KUALA LUMPUR – Thoughts of dying raced through the mind of Tengku Amylia Tengku Perang after she contracted Covid-19 and ended up in the intensive care unit in Malaysia’s Sungai Buloh Hospital, Selangor.
“At one point it became really hard to breathe. You wonder if you are going to die. You think of your family, and pray and pray and pray,” she told The Straits Times.
Troubles for the 41-year-old radio presenter with national Bernama news agency started with a high fever on March 8, but she was only diagnosed on March 16 after she found out that a close contact had tested positive for the virus.
She developed breathing problems on the second night in hospital and had to spend the next five days in ICU receiving oxygen.
“It was very painful. I also had to have an intravenous drip. I was extremely weak and had no energy,” she said.
Madam Tengku could consider herself lucky for having managed to walk away from the deadly disease, after being hospitalised for 12 days.
The coronavirus has killed more than 101,000 people worldwide and infected over 1.6 million – or, a global fatality rate of 6.3 per cent.
In Malaysia, the government is touting a lower fatality rate of 1.64 per cent.
Malaysia on Tuesday (April 14) reported 4,987 total infections and 82 deaths.
There were also 202 recoveries on Tuesday, or 2,478 in total of patients who recovered and were discharged.
The Health Ministry’s director-general Dr Noor Hisham Abdullah said on Monday that 88 per cent of Covid-19 patients in the country have either no symptoms or are only suffering from mild symptoms.
“This means we are detecting them at an early stage. We want to avoid patients coming in at a late stage as this may result in them being placed in the ICU,” he told a news conference.
There are two stages to the Covid-19 infection, he said in his daily briefings on the pandemic.
The first stage is infection and the second stage involves inflammation.
“It’s the inflammation which can sometimes lead to death,” he revealed.
Asymptomatic patients – those showing no symptoms of the Covid-19 disease – are infectious and may unknowingly become silent carriers of the virus.
Datuk Dr Awang Bulgiba Awang Mahmud, professor of epidemiology at University Malaya, said the many asymptomatic cases in the community is “a worry for us as this would make containment of the epidemic difficult without a Movement Control Order (MCO).”
The movement curbs, implemented by the government since March 18, has “definitely helped to halt the spread of Covid-19 as without the MCO, we had expected to see a lot more cases than we have seen so far.”
One such patient who was asymptomatic, Mr Ariffin Mamat, 63, had attended a government ministry function on Feb 27.
The director-general of the Malaysian Co-operative Institute attended the gathering at a time when the outbreak was not yet widespread here and large meetings were still being held.
“Everything was normal. I shook hands with a few people,” he said.
One of the people he shook hands with, was confirmed positive for Covid-19 two days later.
“Although I did not have any symptoms, I went to the hospital to ask to be tested. They took my temperature and inspected my throat but told me to go home,” he said.
A few more people who attended the event later tested positive, so he went back to the hospital and insisted on being tested.

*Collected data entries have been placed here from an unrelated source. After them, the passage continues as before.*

PR #8287, opened 2022-03-30
fix(PubSub): Invalid Arguments error should not be thrown to the client

Rishabh-V:
This fixes the error in Subscriber client caused by toggling Exactly Once delivery on the subscription.  
Status(StatusCode="InvalidArgument", Detail="Some acknowledgement ids in the request were invalid. This could be because the acknowledgement ids have expired or the acknowledgement ids were malformed.")

### DIFF
--- a/apis/Google.Cloud.PubSub.V1/Google.Cloud.PubSub.V1.Tests/SubscriberClientTest.cs
+++ b/apis/Google.Cloud.PubSub.V1/Google.Cloud.PubSub.V1.Tests/SubscriberClientTest.cs
@@ -17,6 +17,7 @@ using Google.Api.Gax.Grpc;
 using Google.Cloud.PubSub.V1.Tasks;
 using Google.Cloud.PubSub.V1.Tests.Tasks;
 using Google.Protobuf;
+using Google.Protobuf.WellKnownTypes;
 using Grpc.Core;
 using System;
 using System.Collections.Generic;
@@ -64,6 +65,54 @@ namespace Google.Cloud.PubSub.V1.Tests
             public RpcException MoveNextEx { get; }
             public RpcException CurrentEx { get; }
             public int? DeliveryAttempt { get; }
+        }
+
+        // Class to simulate exceptions in Acknowledgement and/or ModifyAcknowledgementDeadline calls.
+        private class AckModifyAckDeadlineAction
+        {
+            public static AckModifyAckDeadlineAction Data(Exception ex, int numberOfFailures, bool onAck, bool onModifyAckDeadline) => new AckModifyAckDeadlineAction(ex, numberOfFailures, onAck, onModifyAckDeadline);
+            public static AckModifyAckDeadlineAction BadAck(Exception ex, int numberOfFailures) => new AckModifyAckDeadlineAction(ex, numberOfFailures, true, false);
+            public static AckModifyAckDeadlineAction BadModifyAckDeadline(Exception ex, int numberOfFailures) => new AckModifyAckDeadlineAction(ex, numberOfFailures, false, true);
+
+            /// <summary>
+            /// The exception to be thrown in Ack/ModifyAckDeadline call.
+            /// </summary>
+            /// <value>
+            /// The exception.
+            /// </value>
+            public Exception Exception { get; }
+
+            /// <summary>
+            /// The number of failures to be simulated in Ack/ModifyAckDeadline call.
+            /// </summary>
+            /// <value>
+            /// The number of failures.
+            /// </value>
+            public int NumberOfFailures { get; }
+
+            /// <summary>
+            /// Gets a value indicating whether the exception should be thrown in Acknowledge call.
+            /// </summary>
+            /// <value>
+            ///   <c>true</c> if [on ack]; otherwise, <c>false</c>.
+            /// </value>
+            public bool OnAck { get; }
+
+            /// <summary>
+            /// Gets a value indicating whether the exception should be thrown in ModifyAcknowledgementDeadline call.
+            /// </summary>
+            /// <value>
+            ///   <c>true</c> if [on modify ack deadline]; otherwise, <c>false</c>.
+            /// </value>
+            public bool OnModifyAckDeadline { get; }
+
+            private AckModifyAckDeadlineAction(Exception exception, int numberOfFailures, bool onAck, bool onModifyAckDeadline)
+            {
+                Exception = exception;
+                NumberOfFailures = numberOfFailures;
+                OnAck = onAck;
+                OnModifyAckDeadline = onModifyAckDeadline;
+            }
         }
 
         private class FakeSubscriberServiceApiClient : SubscriberServiceApiClient
@@ -206,7 +255,7 @@ namespace Google.Cloud.PubSub.V1.Tests
 
             public FakeSubscriberServiceApiClient(
                 IEnumerator<IEnumerable<ServerAction>> msgsEn, IScheduler scheduler, IClock clock,
-                TaskHelper taskHelper, TimeSpan writeAsyncPreDelay, bool useMsgAsId)
+                TaskHelper taskHelper, TimeSpan writeAsyncPreDelay, bool useMsgAsId, AckModifyAckDeadlineAction ackModifyAckDeadlineAction)
             {
                 _msgsEn = msgsEn;
                 _scheduler = scheduler;
@@ -214,6 +263,8 @@ namespace Google.Cloud.PubSub.V1.Tests
                 _taskHelper = taskHelper;
                 _writeAsyncPreDelay = writeAsyncPreDelay;
                 _useMsgAsId = useMsgAsId;
+                _ackModifyAckDeadlineAction = ackModifyAckDeadlineAction;
+                _numberOfAckModifyAckDeadlineFailures = 0;
             }
 
             private readonly object _lock = new object();
@@ -223,6 +274,8 @@ namespace Google.Cloud.PubSub.V1.Tests
             private readonly TaskHelper _taskHelper;
             private readonly TimeSpan _writeAsyncPreDelay; // Simulates slow network or server
             private readonly bool _useMsgAsId;
+            private readonly AckModifyAckDeadlineAction _ackModifyAckDeadlineAction; // Simulates Ack ModifyAckDeadline errors.
+            private int _numberOfAckModifyAckDeadlineFailures;
 
             private readonly List<TimedId> _extends = new List<TimedId>();
             private readonly List<TimedId> _acks = new List<TimedId>();
@@ -257,6 +310,19 @@ namespace Google.Cloud.PubSub.V1.Tests
                 {
                     await _taskHelper.ConfigureAwait(_scheduler.Delay(_writeAsyncPreDelay, CancellationToken.None));
                 }
+
+                // Simulate Ack failure if _ackModifyAckDeadlineAction is specified.
+                // All gRPC exceptions from this method are fire and forget, so no exception should propagate to the caller.
+                // Non-gRPC exceptions will propagate to the caller.
+                if (_ackModifyAckDeadlineAction?.Exception != null && _ackModifyAckDeadlineAction.OnAck)
+                {
+                    if (Interlocked.CompareExchange(ref _numberOfAckModifyAckDeadlineFailures, _ackModifyAckDeadlineAction.NumberOfFailures, _ackModifyAckDeadlineAction.NumberOfFailures) < _ackModifyAckDeadlineAction.NumberOfFailures)
+                    {
+                        Interlocked.Increment(ref _numberOfAckModifyAckDeadlineFailures);
+                        throw _ackModifyAckDeadlineAction.Exception;
+                    }
+                }
+
                 lock (_lock)
                 {
                     _acks.AddRange(ackIds.Select(id => new TimedId(_clock.GetCurrentDateTimeUtc(), id)));
@@ -269,6 +335,19 @@ namespace Google.Cloud.PubSub.V1.Tests
                 {
                     await _taskHelper.ConfigureAwait(_scheduler.Delay(_writeAsyncPreDelay, CancellationToken.None));
                 }
+
+                // Simulate ModifyAckDeadline failure if _ackModifyAckDeadlineAction is specified.
+                // All gRPC exceptions from this method are fire and forget, so no exceptions should propagate to the caller.
+                // Non-gRPC exceptions will propagate to the caller.
+                if (_ackModifyAckDeadlineAction?.Exception != null && _ackModifyAckDeadlineAction.OnModifyAckDeadline)
+                {
+                    if (Interlocked.CompareExchange(ref _numberOfAckModifyAckDeadlineFailures, _ackModifyAckDeadlineAction.NumberOfFailures, _ackModifyAckDeadlineAction.NumberOfFailures) < _ackModifyAckDeadlineAction.NumberOfFailures)
+                    {
+                        Interlocked.Increment(ref _numberOfAckModifyAckDeadlineFailures);
+                        throw _ackModifyAckDeadlineAction.Exception;
+                    }
+                }
+
                 lock (_lock)
                 {
                     var ids = ackDeadlineSeconds == 0 ? _nacks : _extends;
@@ -290,14 +369,14 @@ namespace Google.Cloud.PubSub.V1.Tests
                 TimeSpan? ackDeadline = null, TimeSpan? ackExtendWindow = null,
                 int? flowMaxElements = null, int? flowMaxBytes = null,
                 int clientCount = 1, int threadCount = 1, TimeSpan? writeAsyncPreDelay = null,
-                bool useMsgAsId = false)
+                bool useMsgAsId = false, AckModifyAckDeadlineAction ackModifyAckDeadlineAction = null)
             {
                 var scheduler = new TestScheduler(threadCount: threadCount);
                 TaskHelper taskHelper = scheduler.TaskHelper;
                 List<DateTime> clientShutdowns = new List<DateTime>();
                 var msgEn = msgs.GetEnumerator();
                 var clients = Enumerable.Range(0, clientCount)
-                    .Select(_ => new FakeSubscriberServiceApiClient(msgEn, scheduler, scheduler.Clock, taskHelper, writeAsyncPreDelay ?? TimeSpan.Zero, useMsgAsId))
+                    .Select(_ => new FakeSubscriberServiceApiClient(msgEn, scheduler, scheduler.Clock, taskHelper, writeAsyncPreDelay ?? TimeSpan.Zero, useMsgAsId, ackModifyAckDeadlineAction))
                     .ToList();
                 var settings = new SubscriberClient.Settings
                 {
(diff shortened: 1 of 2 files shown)


apis/Google.Cloud.PubSub.V1/Google.Cloud.PubSub.V1/SubscriberClient.cs
```diff
@@ -1402,8 +1402,17 @@ private void HandleAckResponse(Task writeTask, List<string> ackIds, List<string>
                     }
                     else
                     {
-                        // Unrecoverable error; throw exception.
-                        throw writeTask.Exception.FlattenIfPossible();
+                        // Check if its RpcException with StatusCode of InvalidArguments and Reason as EXACTLY_ONCE_ACKID_FAILURE.
```
jskeet, line 1405:
```suggestion
                        // Check if it's an RpcException with StatusCode of InvalidArgument and Reason of EXACTLY_ONCE_ACKID_FAILURE.
```

apis/Google.Cloud.PubSub.V1/Google.Cloud.PubSub.V1/SubscriberClient.cs
```diff
@@ -1402,8 +1402,17 @@ private void HandleAckResponse(Task writeTask, List<string> ackIds, List<string>
...
+                        // If it is, then ignore it and continue as they are fire and forget. We may want to log them later. 
+                        // Other non-recoverable errors will continue to be thrown.
+                        var rpcException = writeTask.Exception.As<RpcException>();
+                        bool ignoreError = rpcException?.StatusCode == StatusCode.InvalidArgument &&
+                            string.Equals(rpcException?.GetErrorInfo()?.Reason, "EXACTLY_ONCE_ACKID_FAILURE", StringComparison.InvariantCulture);
```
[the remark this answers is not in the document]
jskeet: Also if we've got here, then `rpcException` isn't null, so the first `?` in `rpcException?.GetErrorInfo()?.Reason` can be removed. (The second one is still needed.)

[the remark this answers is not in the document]
jskeet: We should also check the domain, really. That's not *vital* as it's very unlikely that anything else would use a reason of EXACTLY_ONCE_ACKID_FAILURE, but it's really the domain+reason that's expected to be unique.

jskeet (commented):
Nit on the commit comment - I believe it needs to be "fix" rather than "Fix"; I think conventional commits are case-sensitive. (Certainly we normally use lower-case categories.)

The fix itself looks fine other than the comments I've left, but it would be good to see four tests:

- A non-RpcException (still thrown)
- An RpcException with a different status code (still thrown)
- An RpcException for InvalidArgument with an ErrorInfo specifying a different reason (still thrown)
- An RpcException for InvalidArgument with the right reason/domain (not thrown)

We could add even more tests than that, but let's be pragmatic. However, I do think we should have at least one rethrown and one not-thrown case.

See https://github.com/googleapis/gax-dotnet/blob/main/Google.Api.Gax.Grpc.Tests/RpcExceptionExtensionsTest.cs for sample code that builds an RpcException with an error info.

apis/Google.Cloud.PubSub.V1/Google.Cloud.PubSub.V1/SubscriberClient.cs
```diff
@@ -1402,8 +1402,17 @@ private void HandleAckResponse(Task writeTask, List<string> ackIds, List<string>
                     }
                     else
                     {
-                        // Unrecoverable error; throw exception.
-                        throw writeTask.Exception.FlattenIfPossible();
+                        // Check if its RpcException with StatusCode of InvalidArguments and Reason as EXACTLY_ONCE_ACKID_FAILURE.
+                        // If it is, then ignore it and continue as they are fire and forget. We may want to log them later. 
+                        // Other non-recoverable errors will continue to be thrown.
+                        var rpcException = writeTask.Exception.As<RpcException>();
+                        bool ignoreError = rpcException?.StatusCode == StatusCode.InvalidArgument &&
```
pradn, line 1409: So the ack/modack behavior should be:
1) Retry Unavailable errors for ack/modack (this already happens at the GAPIC/GRPC level, see [here](https://github.com/googleapis/googleapis/blob/480e3fbafbe4eb61c2118e3cb8d9e0d8eb9a9e36/google/pubsub/v1/pubsub_grpc_service_config.json#L221))
2) Ignore all GRPC errors for ack/modack

Please change the code to ignore all GRPC errors for ack/modack in this PR.

The reason we ignore GRPC errors for ack/modack is because they are best-effort RPCs. The user shouldn't see an exception when these happen. There's a subtlety - what if the subscription is not accessible (PermissionDenied) or doesn't exist (NotFound)? Our thinking around this is that it's not that important that the user sees these errors with ack/modack because the StreamingPull stream will fail if these errors occur and then the whole subscriber object will fail. So no need to do extra work here. We may revisit this choice for these two special error codes though. For now, we'll stick to this in the name of uniformity (the Java client has the behavior described here.)

Once we do the full exactly-once delivery work, the whole behavior will be:
1) Retry Unavailable errors for ack/modack at the GAPIC/GRPC level (no change to this behavior)
2) If exactly-once is disabled, ignore all GRPC errors for ack/modack
3) If exactly-once is enabled, bubble up extra info via futures.

pradn (changes requested):

apis/Google.Cloud.PubSub.V1/Google.Cloud.PubSub.V1/PublisherClient.cs
```diff
@@ -40,7 +40,9 @@ public abstract class PublisherClient
     {
         private static readonly GrpcChannelOptions s_unlimitedSendReceiveChannelOptions = GrpcChannelOptions.Empty
             .WithMaxReceiveMessageSize(-1)
-            .WithMaxSendMessageSize(-1);
+            .WithMaxSendMessageSize(-1)
+            // Set max metadata size to 4 MB i.e., 4194304 bytes.
+            .WithCustomOption("grpc.max_metadata_size", 4194304);
```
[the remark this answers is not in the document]
pradn: You've already fixed this here: https://github.com/googleapis/google-cloud-dotnet/commit/e78afdf41474e38a266a46cb6ae0489ec56a5266

I think you need to rebase the branch on head.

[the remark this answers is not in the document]
jskeet: No, that's for SubscriberClient. This is PublisherClient.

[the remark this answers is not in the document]
Rishabh-V: Thanks Jon. I have excluded PublisherClient from this PR and will raise a new PR for it.

apis/Google.Cloud.PubSub.V1/Google.Cloud.PubSub.V1/SubscriberClient.cs
Rishabh-V: Swallowed all the gRPC errors in Ack/ModAck call. Have tested thoroughly with a client app for an hour. Created new issue #8291 for writing unit tests as it may require substantial time.

jskeet (approved):
This looks fine to me. @pradn are you happy with non-gRPC exceptions still being propagated?

apis/Google.Cloud.PubSub.V1/Google.Cloud.PubSub.V1/PublisherClient.cs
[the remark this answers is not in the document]
pradn: Ah, gotcha! Thanks both!

apis/Google.Cloud.PubSub.V1/Google.Cloud.PubSub.V1/SubscriberClient.cs
pradn: Thank you Rishabh, especially for the thorough testing. Please write the unit tests in this PR itself. We usually prefer it that way unless there's a strong reason otherwise. Yes, this issue is high priority, but we can wait for unit tests.

pradn:
I think its fine for non-gRPC exceptions to be propagated, for now at least. We need a wider discussion around the exactly error reporting behavior for acks/modacks. I'll bring it up at the CPS client libs meeting.

apis/Google.Cloud.PubSub.V1/Google.Cloud.PubSub.V1.Tests/SubscriberClientTest.cs
```diff
@@ -66,6 +67,32 @@ private ServerAction(TimeSpan preInterval, IEnumerable<string> msgs, RpcExceptio
...
+            
+            private AckModifyAckDeadlineAction(Exception exception, int numberOfFailures, bool onAck, bool onModifyAckDeadline)
+            {
+                Exception = exception;
+                NumberOfFailures = numberOfFailures;
+                OnAck = onAck;
+                OnModifyAckDeadline = onModifyAckDeadline;
+            }
+
+            public Exception Exception { get; }
```
jskeet, line 87: Nit: please move the properties to above the constructor. I'd also remove the blank lines between the properties, and between the three factory methods. (But keep a line between the three factory methods and the properties.)

apis/Google.Cloud.PubSub.V1/Google.Cloud.PubSub.V1.Tests/SubscriberClientTest.cs
```diff
@@ -66,6 +67,32 @@ private ServerAction(TimeSpan preInterval, IEnumerable<string> msgs, RpcExceptio
...
+
+            public int NumberOfFailures { get; }
+
+            public bool OnAck { get; }
```
jskeet, line 91: I don't understand what this or `OnModifyAckDeadline` actually mean. I'd suggest either renaming, or adding an XML summary comment. (If you add a comment, then ignore the bit above about removing blank lines.)

jskeet: Reading a bit more, I see what it's doing, but I suspect there may be a cleaner design. We can revisit once this is in though.

apis/Google.Cloud.PubSub.V1/Google.Cloud.PubSub.V1.Tests/SubscriberClientTest.cs
```diff
@@ -257,6 +288,19 @@ public override async Task AcknowledgeAsync(SubscriptionName subscription, IEnum
                 {
                     await _taskHelper.ConfigureAwait(_scheduler.Delay(_writeAsyncPreDelay, CancellationToken.None));
                 }
+
+                // Simulate Ack failure if _ackModifyAckDeadlineAction is specified.
+                // All gRPC exceptions from this method are fire and forget, so no exception should propogate to the caller.
```
jskeet, line 293: Nit: propogate => propagate

apis/Google.Cloud.PubSub.V1/Google.Cloud.PubSub.V1.Tests/SubscriberClientTest.cs
```diff
@@ -257,6 +288,19 @@ public override async Task AcknowledgeAsync(SubscriptionName subscription, IEnum
...
+                // Non-gRPC exceptions will propogate to the caller.
+                if (_ackModifyAckDeadlineAction?.Exception != null && _ackModifyAckDeadlineAction.OnAck)
+                {
+                    if (Interlocked.CompareExchange(ref _numberOfAckModifyAckDeadlineFailures, _ackModifyAckDeadlineAction.NumberOfFailures, _ackModifyAckDeadlineAction.NumberOfFailures) < _ackModifyAckDeadlineAction.NumberOfFailures)
+                    {
+                        Interlocked.Increment(ref _numberOfAckModifyAckDeadlineFailures);
+                        await Task.FromException(_ackModifyAckDeadlineAction.Exception);
```
jskeet, line 300: Why are you awaiting something you know will throw, rather than just using `throw _ackModifyAckDeadlineAction.Exception`?

apis/Google.Cloud.PubSub.V1/Google.Cloud.PubSub.V1.Tests/SubscriberClientTest.cs
```diff
@@ -953,5 +1010,77 @@ public void DeliveryAttempt()
                 });
             }
         }
+
+        // Acknowledge / ModifyAcknowledgeDeadline calls may throw RpcException. RpcExceptions should not be thrown to the client.
+        [Theory, CombinatorialData]
+        public void AckModifyAckDeadlineFault_NotThrown(
+            [CombinatorialValues(true, false, null)] bool? ackOrModifyAck)
```
jskeet, line 1017: Unwrap onto the declaration line

apis/Google.Cloud.PubSub.V1/Google.Cloud.PubSub.V1.Tests/SubscriberClientTest.cs
```diff
@@ -953,5 +1010,77 @@ public void DeliveryAttempt()
...
+                ServerAction.Data(TimeSpan.Zero, new[] { "4" }),
+                ServerAction.Inf()
+            };
+
+            // Any RpcException thrown from Acknowledge and/ or ModifyAcknowledgementDeadline should not be thrown to the client.
+            var rpcException = new RpcException(new Status(StatusCode.InvalidArgument, ""), "");
+            // If ackOrModifyAck is true, then Acknowledge (Ack) will throw the supplied RpcException 2 times.
+            // If ackOrModifyAck is false, then ModifyAcknowledgementDeadline (ModifyAck) will throw the supplied RpcException 2 times.
+            // If ackOrModifyAck is null, then both Ack and ModifyAck will throw the supplied RpcException, total 2 times.
+            var ackModifyAckDeadlineAction = ackOrModifyAck == null ? AckModifyAckDeadlineAction.Data(rpcException, 2, true, true) : ackOrModifyAck.Value ? AckModifyAckDeadlineAction.BadAck(rpcException, 2) : AckModifyAckDeadlineAction.BadModifyAckDeadline(rpcException, 2);
```
jskeet, line 1032:
```suggestion
            var ackModifyAckDeadlineAction =
                ackOrModifyAck == null ? AckModifyAckDeadlineAction.Data(rpcException, 2, true, true)
                : ackOrModifyAck.Value ? AckModifyAckDeadlineAction.BadAck(rpcException, 2)
                : AckModifyAckDeadlineAction.BadModifyAckDeadline(rpcException, 2);
```

(That's the way we normally format this sort of multiple-conditional operator.)

apis/Google.Cloud.PubSub.V1/Google.Cloud.PubSub.V1.Tests/SubscriberClientTest.cs
```diff
@@ -953,5 +1010,77 @@ public void DeliveryAttempt()
...
+                ServerAction.Data(TimeSpan.Zero, new[] { "3" }),
+                ServerAction.Data(TimeSpan.Zero, new[] { "4" }),
+                ServerAction.Inf()
+            };
+
+            // Any RpcException thrown from Acknowledge and/ or ModifyAcknowledgementDeadline should not be thrown to the client.
+            var rpcException = new RpcException(new Status(StatusCode.InvalidArgument, ""), "");
+            // If ackOrModifyAck is true, then Acknowledge (Ack) will throw the supplied RpcException 2 times.
+            // If ackOrModifyAck is false, then ModifyAcknowledgementDeadline (ModifyAck) will throw the supplied RpcException 2 times.
+            // If ackOrModifyAck is null, then both Ack and ModifyAck will throw the supplied RpcException, total 2 times.
```
jskeet, line 1031: Please reorder these comments to match the order in the code

apis/Google.Cloud.PubSub.V1/Google.Cloud.PubSub.V1.Tests/SubscriberClientTest.cs
```diff
@@ -953,5 +1010,77 @@ public void DeliveryAttempt()
                 });
             }
         }
+
+        // Acknowledge / ModifyAcknowledgeDeadline calls may throw RpcException. RpcExceptions should not be thrown to the client.
+        [Theory, CombinatorialData]
+        public void AckModifyAckDeadlineFault_NotThrown(
+            [CombinatorialValues(true, false, null)] bool? ackOrModifyAck)
+        {
+            var msgs = new[] {
```
jskeet, line 1019: Nit: I'd typically put the `{` on a line on its own here.

apis/Google.Cloud.PubSub.V1/Google.Cloud.PubSub.V1.Tests/SubscriberClientTest.cs
```diff
@@ -953,5 +1010,77 @@ public void DeliveryAttempt()
...
+            // If ackOrModifyAck is true, then Acknowledge (Ack) will throw the supplied RpcException 2 times.
+            // If ackOrModifyAck is false, then ModifyAcknowledgementDeadline (ModifyAck) will throw the supplied RpcException 2 times.
+            // If ackOrModifyAck is null, then both Ack and ModifyAck will throw the supplied RpcException, total 2 times.
+            var ackModifyAckDeadlineAction = ackOrModifyAck == null ? AckModifyAckDeadlineAction.Data(rpcException, 2, true, true) : ackOrModifyAck.Value ? AckModifyAckDeadlineAction.BadAck(rpcException, 2) : AckModifyAckDeadlineAction.BadModifyAckDeadline(rpcException, 2);
+
+            using var fake = Fake.Create(new[] { msgs }, ackDeadline: TimeSpan.FromSeconds(30), ackExtendWindow: TimeSpan.FromSeconds(10), ackModifyAckDeadlineAction: ackModifyAckDeadlineAction);
+            fake.Scheduler.Run(async () =>
+            {
+                var handledMsgs = new List<string>();
+                var doneTask = fake.Subscriber.StartAsync(async (msg, ct) =>
```
jskeet, line 1038: Is this code ever actually going to call ModifyAckDeadline?

apis/Google.Cloud.PubSub.V1/Google.Cloud.PubSub.V1.Tests/SubscriberClientTest.cs
```diff
@@ -953,5 +1010,77 @@ public void DeliveryAttempt()
...
+                await fake.TaskHelper.ConfigureAwait(fake.Scheduler.Delay(TimeSpan.FromSeconds(100), CancellationToken.None));
+                await fake.TaskHelper.ConfigureAwait(fake.Subscriber.StopAsync(CancellationToken.None));
+                // Despite RpcException being thrown, all 4 messages should be handled.
+                Assert.Equal(new[] { "1", "2", "3", "4" }, handledMsgs);
+            });
+        }
+
+        // If Acknowledge / ModifyAcknowledgeDeadline calls throw exceptions other than RpcExceptions, they should be thrown to the client.
+        [Theory, CombinatorialData]
+        public void AckModifyAckDeadlineFault_Thrown(
```
jskeet, line 1053: Again, unwrap...

apis/Google.Cloud.PubSub.V1/Google.Cloud.PubSub.V1.Tests/SubscriberClientTest.cs
jskeet: (Here and elsewhere.)

jskeet (approved):
Mostly formatting nits. It feels a little odd to have the combinatorial tests for different RPCs behaving differently... that may just be due to the way the calls are made though.

I think it's okay to merge this after fixing the formatting, even though it feels odd.

apis/Google.Cloud.PubSub.V1/Google.Cloud.PubSub.V1.Tests/SubscriberClientTest.cs
Rishabh-V: Done.

apis/Google.Cloud.PubSub.V1/Google.Cloud.PubSub.V1.Tests/SubscriberClientTest.cs
Rishabh-V: > I don't understand what this or `OnModifyAckDeadline` actually mean. I'd suggest either renaming, or adding an XML summary comment. (If you add a comment, then ignore the bit above about removing blank lines.)
Added the XML comments.

> Reading a bit more, I see what it's doing, but I suspect there may be a cleaner design. We can revisit once this is in though.
Sure Jon.

apis/Google.Cloud.PubSub.V1/Google.Cloud.PubSub.V1.Tests/SubscriberClientTest.cs
Rishabh-V: Yes Jon. I confirmed again by debugging. We have explicitly added 70 second delay in handler and ackDeadline is set to lower value to simulate the call.

apis/Google.Cloud.PubSub.V1/Google.Cloud.PubSub.V1.Tests/SubscriberClientTest.cs

apis/Google.Cloud.PubSub.V1/Google.Cloud.PubSub.V1.Tests/SubscriberClientTest.cs
Rishabh-V: I was somehow so keen to use `Task.FromException` that `throw` didn't come to my mind. I have now changed it to throw.

apis/Google.Cloud.PubSub.V1/Google.Cloud.PubSub.V1.Tests/SubscriberClientTest.cs

apis/Google.Cloud.PubSub.V1/Google.Cloud.PubSub.V1/SubscriberClient.cs
Rishabh-V: Unit Tests are now added. Please have a look.

apis/Google.Cloud.PubSub.V1/Google.Cloud.PubSub.V1.Tests/SubscriberClientTest.cs
jskeet: Aha, right. It might be worth adding a comment to explain that.

jskeet (approved):
One comment suggest, but other than that, let's ship it.

apis/Google.Cloud.PubSub.V1/Google.Cloud.PubSub.V1.Tests/SubscriberClientTest.cs
Rishabh-V: Added comment in both the tests.

pradn (approved):
I'm approving the behavior/implementation change. I'll leave it to Jon to review the tests, too.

He was confirmed to have Covid-19.
“At first I thought, why me? I panicked. I got scared. I had been reading about the virus, and what had been happening in Wuhan, China.”
He said: “When I went to hospital, I did not know if I would come back. I focused on living and becoming a better person”, adding that he made sure to bring his Quran to read, and supplements such as vitamin C.
He has a history of heart disease and is in the high-risk group.
But as he had no symptoms other than a slight cough, his routine for the next 10 days in Sungai Buloh Hospital included exercising for 30 minutes and updating his Facebook page on his condition.
“I was very, very, very lucky,” he said. “I got the virus and I am cured alhamdulillah (praise God).”
His advice? “Stay home, we must break the chain of the spread of the virus.”
Said Madam Tengku Amylia: “The health ministry is doing a good job fighting the outbreak. But there still needs to be greater awareness among the public about the virus. We have to fight this.”